ASSIGNMENT - List each line of the data that holds the string "encoding", please.

RECORDS FOR THE EXERCISE -
PR #9895, opened 2023-07-08
fix wrong filesystem encoding in GUI with Python 3.11 on Linux

bdieterm:

---

The added initialization of the locales will prevent the wrong ascii-only filesystem encoding.

Further description of the problem, tracking down the cause and the solution can be seen at my topic in the forum:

WRITTEN REPLY -
fix wrong filesystem encoding in GUI with Python 3.11 on Linux
The added initialization of the locales will prevent the wrong ascii-only filesystem encoding.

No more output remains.